BENGALURU, India -- Simulation-based performance evaluation of software on a customized processor is accurate but can be very slow, according to researchers at the Indian Institute of Technology, Kharagpur (IITK), who have instead proposed a new hybrid approach for software performance evaluation.
"Evaluation of software performance on a given customized processor is an important step in the design space exploration of embedded system architectures. Such evalutions help system designers in taking early design decisions regarding the hardware architecture most suitable for the target application, but simulation-based performance evaluations, although very accurate, can be prohibitively slower," wrote researchers Soumyajit Dey, Monu Kedia and Anupam Basu.
Their approach consists of a one-time initial simulation run followed by analysis of intermediate level (IR) application code by an evaluation engine. This method, they said, showed that the evaluation engine can estimate the execution cycles of applications or of application tasks on a given customized embedded processor with more than 95 percent accuracy much more quickly than current methods can.
"Instruction set customized processors are evolving as a viable solution addressing the needs of flexibility and performance in the domain of embedded systems. These customized cores try to deliver the performance close to ASICs while at the same time retaining the flexibility of a General Purpose Processor (GPP)," the researchers said.
It has been shown that by extending a base processor core by means of intelligently selected instructions, the performance of the processor for the application or application domain can be very much improved using design tools from vendors such as CoWare, Tensilica and ARC. "But," they said, "keeping in view the shrinking time-to-market window in today's embedded system design and [the] existence of several customized processor cores in the market from silicon vendors, a system designer is often tempted to adopt an off-the-self processor core, rather than designing and synthesizing one. However, doing a performance evaluation of the available off-the-self processor cores for the target application by cycle accurate simulations of the application for each of the available processor is tedious and time consuming."
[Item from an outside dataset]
PR #1749, opened 2025-03-04
Fix email alert failures because of newlines in error messages (fixes #1745)

### LINKED ISSUE #1745: [TRI-4669] Run alerts don't send if the run error message has a newline character in it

The IIT team's method is a hybrid one made up of an initial initial simulation run followed by analysis of IR-level application code using an evaluation engine to predict the execution time statistics on any given instruction-set-customized processor. They studied the behavior of their evaluation engine both in terms of the accuracy of the predicted execution time and of how fast it is in comparison to the simulation-based estimations, implementing the methodology in the Tensilica (Xtensa) design platform.
"An obvious application of the proposed approach becomes the estimation of task-level execution times which are the inputs to any Design Space Exploration algorithms performing the application-to-architecture mapping in heterogeneous MPSoC architectures. In a multi-processor platform, identifying the most suitable processor for an application task is a non-trivial task and needs the performance evaluation of each application task on each of the PEs in the platform.
Along with the prediction of execution cycles, our evaluation engine is also capable of automatically augmenting the application tasks with the Custom Instructions (CI) available in the processor hardware and generating scheduled code. This can be seen as an important step in the system design flow using the Tensilica platform where the CIs have to be manually embedded in the application code for porting into an architecture that consists of different extensions of the base Xtensa core," they said.
The team claimed that their results showed that the evaluation engine is at least an order of magnitude faster than simulation-based evaluation techniques; what is more, the predicted execution times showed up to be nearly completely accurate in all test cases.